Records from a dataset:
----
PR #1430, opened 2026-09-07
Use v2 of JuliaFormatter.jl

JoshuaLampert:
JuliaFormatter.jl v2 is out already for quite some time and VS Code uses it, too. Therefore it can be annoying to stay with v1. The diff also looks fine to me. What do you think, @juliohm?


juliohm:
Thank you @JoshuaLampert ! The new version is even nicer! It got rid of some unnecessary EOL.

The test failure on Windows is that random failure I think.

JoshuaLampert:
> Thank you @JoshuaLampert ! The new version is even nicer! It got rid of some unnecessary EOL.

Yes, I agree it's nicer.

> The test failure on Windows is that random failure I think.

Yes, it's again due to the bad cache since the storage limit of 10 GB was exceeded. I deleted some of the Windows caches. So hopefully this resolves this after restarting it.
----
Exercise objective »
Could you reproduce every record above exactly as it appears?

Response box »
PR #1430, opened 2026-09-07
Use v2 of JuliaFormatter.jl

JoshuaLampert:
JuliaFormatter.jl v2 is out already for quite some time and VS Code uses it, too. Therefore it can be annoying to stay with v1. The diff also looks fine to me. What do you think, @juliohm?


juliohm:
Thank you @JoshuaLampert ! The new version is even nicer! It got rid of some unnecessary EOL.

The test failure on Windows is that random failure I think.

JoshuaLampert:
> Thank you @JoshuaLampert ! The new version is even nicer! It got rid of some unnecessary EOL.

Yes, I agree it's nicer.

> The test failure on Windows is that random failure I think.

Yes, it's again due to the bad cache since the storage limit of 10 GB was exceeded. I deleted some of the Windows caches. So hopefully this resolves this after restarting it.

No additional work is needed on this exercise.